10 August – 20 October, 2018
Opening: Thursday 9 August, 7pm
Proyecto AMIL
Lima
Proyecto AMIL is pleased to announce Coliflor, a solo exhibition by the Peruvian artist based in Bristol (UK), Esteban Igartua.
The show brings together Igartua’s most recent production, presenting landscapes, scenes and portraits. With an arresting meticulousness in his paintings and drawings, the artist captures both the grotesque and the ridiculous present in organic life and social interactions.
The exhibition takes as its starting point the exuberance of the shape and texture of the cauliflower.
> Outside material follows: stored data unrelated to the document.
PR #614, opened 2021-10-12
Include admin unit tests in CI, simplify configuration

Siegrift:
Since, we have unlimited minutes we can just run the e2e tests and the unit tests at the same time...

And since e2e tests take way longer than unit tests, we can just run the unit tests sequentially... (And it actually might run in parallel anyway, since it uses `lerna --stream` )


.github/workflows/build-test.yml
```diff
@@ -80,141 +80,12 @@ jobs:
         uses: actions/setup-node@v2
         with:
           node-version: '14.17.1'
-      - run: yarn run test:adapter
-      - name: Slack Notification
```
andreogle, line 84: Can we keep a slack notification for the unit tests please?

andreogle (approved):

packages/validator/test/nested/template.json
```diff
@@ -6,4 +6,4 @@
       "__message": "Error in template nested in __prefix"
     }
   }
-}
+}
```
Siegrift, line 9: Why is this change happening? :/

PR #615, opened 2021-10-12
Fix formatting issues

Siegrift:


Siegrift:
This one is not needed anymore since the README will be moved to docs.

PR #620, opened 2021-10-12
Add new values to "_types" parameter

Siegrift:
https://api3dao.atlassian.net/browse/AN-255

Adds support for new values to `_type` reserved parameter ([docs](https://docs.api3.org/airnode/v0.2/reference/specifications/reserved-parameters.html#type)). The new supported values are: `address`, `bytes`, `string` and arrays (also nested and fixed) for any of the "base" types already supported.


packages/adapter/src/response-processing/encoding.ts
```diff
@@ -1,42 +1,54 @@
...
-export function convertStringToBytes32(value: string) {
-  const trimmedValue = trimValue(value);
   const bytes32String = ethers.utils.formatBytes32String(trimmedValue);
   return ethers.utils.defaultAbiCoder.encode(['bytes32'], [bytes32String]);
 }
 
-export function convertBoolToBytes32(value: boolean) {
-  return ethers.utils.defaultAbiCoder.encode(['bool'], [value]);
+export function convertAddress(value: string) {
+  return ethers.utils.defaultAbiCoder.encode(['address'], [value]);
```
acenolaza, line 26: Should we check if `value` is actually a valid `address`? https://docs.ethers.io/v5/api/utils/address/#utils-isAddress

Or maybe this should be done in a specific `castAddress()` function in [casting.ts](https://github.com/api3dao/airnode/blob/b83870b816f7ad7c36747844b80d23387976c6ec/packages/adapter/src/response-processing/casting.ts) instead of using `castStringLike()`.

Siegrift: Yeah, that is probably a good idea.

packages/adapter/src/response-processing/casting.ts
```diff
@@ -53,25 +54,56 @@ function castBoolean(value: unknown): boolean {
...
 }
 
-function castBytes32(value: any): string {
+function castStringLike(value: any, target: 'string' | 'bytes32'): string {
+  // TODO: Should we throw here? Isn't String(JSON.stringify(value)) better?
   // Objects convert to "[object Object]" which isn't very useful
   if (isArray(value) || isPlainObject(value)) {
-    throw new Error(`Unable to convert: '${JSON.stringify(value)}' to bytes32`);
+    throw new Error(`Unable to convert: '${JSON.stringify(value)}' to ${target}`);
   }
```
acenolaza, line 62: This now looks like a good candidate for a separate function since we are duplicating these lines in 3 different places now.

packages/airnode-adapter/src/response-processing/encoding.test.ts
```diff
@@ -161,8 +139,12 @@ describe('Encoding array values', () => {
   });
 
   it('throws on invalid encoding type', () => {
-    expect(() => encodeValue('', 'unit256')).toThrow(`Unknown type: unit256`);
-    expect(() => encodeValue('', 'int256[[]]')).toThrow(`Unknown type: int256[[]]`);
-    expect(() => encodeValue('', '[int256]')).toThrow(`Unknown type: [int256]`);
+    expect(() => encodeValue('', 'unit256')).toThrow(`invalid type (argument=\"type\", value=\"unit256\"`);
+    expect(() => encodeValue('', 'int256[[]]')).toThrow(
+      `unexpected character at position 7 (argument=\"param\", value=\"int256[[]]\"`
```
Siegrift, line 144: I have reverted back to letting ethers throw the errors. It's not as descriptive as before, but we don't have to check types validity anymore while encoding.

LMK if you'd prefer the previous approach.

packages/airnode-adapter/src/response-processing/encoding.ts
```diff
@@ -1,66 +1,8 @@
...
-function convertArray(value: ValueType, type: ResponseType): string {
-  return ethers.utils.defaultAbiCoder.encode([type], [value]);
-}
-
 export function encodeValue(value: ValueType, type: ResponseType): string {
-  const parsedArrayType = parseArrayType(type);
-  if (parsedArrayType) {
-    return convertArray(value, type);
-  }
+  if (type === 'bytes32') return ethers.utils.formatBytes32String(value as string);
```
Siegrift, line 5: I have mixed feelings about this... There are two stages - casting the value and encoding. The logic works like this: 
- if the type is `bytes32`, the casting will trim the value to at most 31 characters, encoding is done by `formatBytes32String`
- if the type is `string`, casting will just stringify and encoding is done by `defaultAbiCoder` (line below)
- if the type is `bytes` casting will verify that the string is a valid hex string (e.g. `0x7468697320697320616e206578616d706c6520737472696e672074686174206973206120626974206c6f6e676572`) and again encode using `defaultAbiCoder`

Result:
- The handling is very different for `bytes32` and `bytes` (former expects string, latter "encoded" hex string)
- If I implemented the `bytes` to expect string and encode it the same way - I'd be essentially doing the same as what `string` does

WDYT should be the correct approach?

Siegrift: @andreogle @bbenligiray

packages/airnode-adapter/src/response-processing/array-type.ts
```diff
@@ -0,0 +1,54 @@
...
+export interface ParsedArrayType {
+  readonly baseType: BaseResponseType;
+  readonly dimensions: number;
+}
+
+export function parseArrayType(type: ResponseType): ParsedArrayType | null {
+  if (!type.includes('[')) return null;
+
+  const typeMatch = type.match(/^([^\[]+)(.*)$/);
+  if (!typeMatch || !baseResponseTypes.includes(typeMatch[1] as any)) return null;
```
acenolaza, line 17: Maybe we should lowercase the input just in case:
```suggestion
  if (!typeMatch || !baseResponseTypes.includes(typeMatch[1].toLocaleLowerCase() as any)) return null;
```

packages/airnode-adapter/src/response-processing/encoding.ts
bbenligiray: In the previous version, there was only one way to return a string from the API response (encoded in `bytes32`), which is why we did it this way. This is confusing for the user but can be worked around https://api3workspace.slack.com/archives/C02AYRX8D89/p1633444784102900

Here, we definitely want to treat `bytes` as raw bytes and not an encoded string (because there is no other way to return raw bytes from the API and we want that). I guess one question is do we still treat `bytes32` as an encoded string (which is not obvious) or should we also treat `bytes32` as `bytes32` and tell people to use `string` if they want to return a string.

packages/airnode-adapter/src/response-processing/array-type.ts
```diff
@@ -0,0 +1,54 @@
...
+  const baseType = typeMatch[1] as BaseResponseType;
+
+  // eslint-disable-next-line functional/no-let
+  let dimensionsString = typeMatch[2];
+  // eslint-disable-next-line functional/no-let
+  let dimensions = 0;
+  // eslint-disable-next-line functional/no-loop-statement
```
andreogle, line 24: The ESLint functional plugin is bothering me more and more. The only part of it that I *really* like is the enforced immutability (with opt-out when needed)

packages/airnode-adapter/src/response-processing/encoding.test.ts
andreogle: I'm fine with this

packages/airnode-adapter/src/response-processing/encoding.ts
andreogle: Responded in Slack, but this:

> should we also treat bytes32 as bytes32 (so break backwards compatibility for it to make more sense) and tell people to use string if they want to return a string (which will actually be more expensive than bytes32).

seems like the correct thing to do to me?

Siegrift: I had also an idea bout introducing "made up" `string32` which would encode the same way as `bytes32` currently.

Siegrift: I am resolving this thread -let's continue the discussion in slack

packages/airnode-adapter/src/response-processing/array-type.ts
Siegrift: Tell me something about it... I think in this function I wrote more eslint disable lines than logic. I've bumped the priority of https://api3dao.atlassian.net/browse/AN-190

packages/airnode-adapter/src/response-processing/array-type.ts
Siegrift: do we want that? I mean `UiNt256` should throw an error

acenolaza: Correct me if I'm wrong but that value is coming from the config.json, right? Since the API provider might not be so familiar with solidity types he could make a simple mistake and put something like "String", "uInt256" or "Uint256" causing the request to fail.

Troubleshooting the Airnode requests is not a trivial task at the moment (maybe with the RRP Explorer will be easier) so  I'm keen to take a more self-healing approach when possible.

Since this is more of a personal preference you can take it or leave as is.

Siegrift: This should be the responsibility of validator to reject such config.json

But you raised a very valid point - currently we only check whether the name of the reserved parameters is correct (https://github.com/api3dao/airnode/blob/feature/gcp-state/packages/airnode-validator/templates/0.3/endpoints.json#L41). I've created https://api3dao.atlassian.net/browse/AN-340 for this

packages/airnode-adapter/src/response-processing/casting.ts
```diff
@@ -53,26 +55,71 @@ function castBoolean(value: unknown): boolean {
...
       return castBoolean(value);
-
     case 'bytes32':
       return castBytes32(value);
+    case 'string':
+      return castString(value);
+    case 'address':
+      return castAddress(value);
+    case 'bytes':
+      return castHexString(value);
```
acenolaza, line 119: Just out of curiosity, how will the requester decode a bytes data?

Will something like the following give us the expected result if we send the hexlified string?:
```
byte decodedData = abi.decode(data, (byte));
```

acenolaza: 🤔 that was my suspicion...maybe because the hex string starts with `"0x..."`? What I'm not sure about is if the hex string is the valid encoding for bytes.

Siegrift: I mean that `byte` trigger compile error for me.

> What I'm not sure about is if the hex string is the valid encoding for bytes solidity type.

It does - I mean the e2e test is passing correctly. Or maybe I am misunderstanding something

packages/airnode-adapter/src/response-processing/encoding.test.ts
Siegrift: Actually, I've changed my mind - I think it will be better to handle it ourselves. It's a bit more code, but the ethers error is not very descriptive and it might be a pain to debug that when looking at AWS logs.

packages/airnode-adapter/src/response-processing/casting.ts
acenolaza: > I mean that `byte` trigger compile error for me.

It should be:
```
bytes decodedData = abi.decode(data, (bytes)); 
```
> It does - I mean the e2e test is passing correctly. Or maybe I am misunderstanding something

I'm just trying to make sure that `data` can be successfully decoded in the requester contract when type is `bytes`

Siegrift: Yeah, but it does :D 

Or am I still misunderstanding?

acenolaza (approved):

The shoots of the head of the vegetable – that individually resemble miniature trees and that together evoke fleshy masses similar to some human organs – is a metaphor for the associations that the artist himself establishes between the natural landscape and the human body.
With vividly coloured paint and both chromatic and monochromatic drawings, Igartua recreates fantastic sceneries that are characterized by an organic sensuality and sensory surplus: rock formations and mountains on which moss grows, masses of vegetation throughout which mushrooms spread, details of smoke and lava that result from volcanic eruptions. All of these expressions of broader physical or natural phenomena take place, as well, on an intimate scale in the human body. The artist’s interest does not focus, however, on understanding these processes from a purely physical or scientific perspective, but extends to the field of social commentary. Indeed, Igartua also confronts us with complex scenes in which deformed masculine characters interact in ambiguous situations over which he does not exercise any kind of judgment or moral interpretation. In essence, a catalogue of horrors and only apparent normalities.
In Coliflor, Igartua seeks to explore the dynamics of attraction-repulsion that the vigour of “the living” generates in human beings. That is, the thin line that separates beauty and abundance and the rejection caused by certain forms of voluptuousness and “excess of life”; turning the public into a silent and defenceless witness of a dystopian world of exuberant vitality.
About the artist
Esteban Igartua (Lima, 1974) lives and works in Bristol. He has a bachelor’s degree in fine arts from the Catholic University of Peru and post-graduate degree from the Slade School of Arts and Byam Shaw in London. Recent exhibitions include: Excursion, Garua (Lima, 2015); Campo Ocupado, Revolver Gallery (Lima, 2012); The Culture Clash, Working Rooms (London, 2008); Prophet, Spike Island (Bristol, 2008); among many others. His work has been featured in catalogues such as the Bloomberg New Contemporaries (2003) and more recently in 77 artistas contemporaneos peruanos (2017), published by the Museo Mario Testino-MATE.